Marquez is an inspiration of sorts. He was a journalist yet, he produced these fantastical works. When cynics try to tell me that day after day churning out uncreative journalistic reports and editing them will rob me of chances of ever writing fiction, I will remember Marquez and silently ignore those cynics.

He also inspires me in his relationship to Mercedes, his wife of 50 plus years. They give me hope. With a man of his mind, it must not have been an easy ride. But Marquez makes me believe that relationships of creative people can be magical yet real.
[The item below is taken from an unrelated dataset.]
PR #163, opened 2016-02-10
Stronger test cases - when we test the results of calling a handler, check that the handler was actually called

AnthonySteele:
Making a PR to see if this passes in AppVeyor.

They can be sustained.

And one day, just maybe, one day, if I go searching for ancestral roots both in Jalandhar, India and Khairpur, Sindh I will be carrying a copy of One Hundred Years of Solitude in my hand while I dig into my family tree.

Timelines of friends, even unexpected ones, are filled with sad updates about Marquez. Some have used the word ‘mourning’ for what they are experiencing. But his life needs to be celebrated. And it will. As it always happens, sales of his books will go up. People who have never read him will talk about him. And that is a good thing. For whether you read him or not, you already know him, because he essentially wrote about love, the truest kind.

He wrote in his book Love in the Time of Cholera,

“The only regret I will have in dying is if it is not for love.”

I am sure he died a satisfied man, sans regret.

I hope to do the same because as he wrote,

“There is always something left to love.”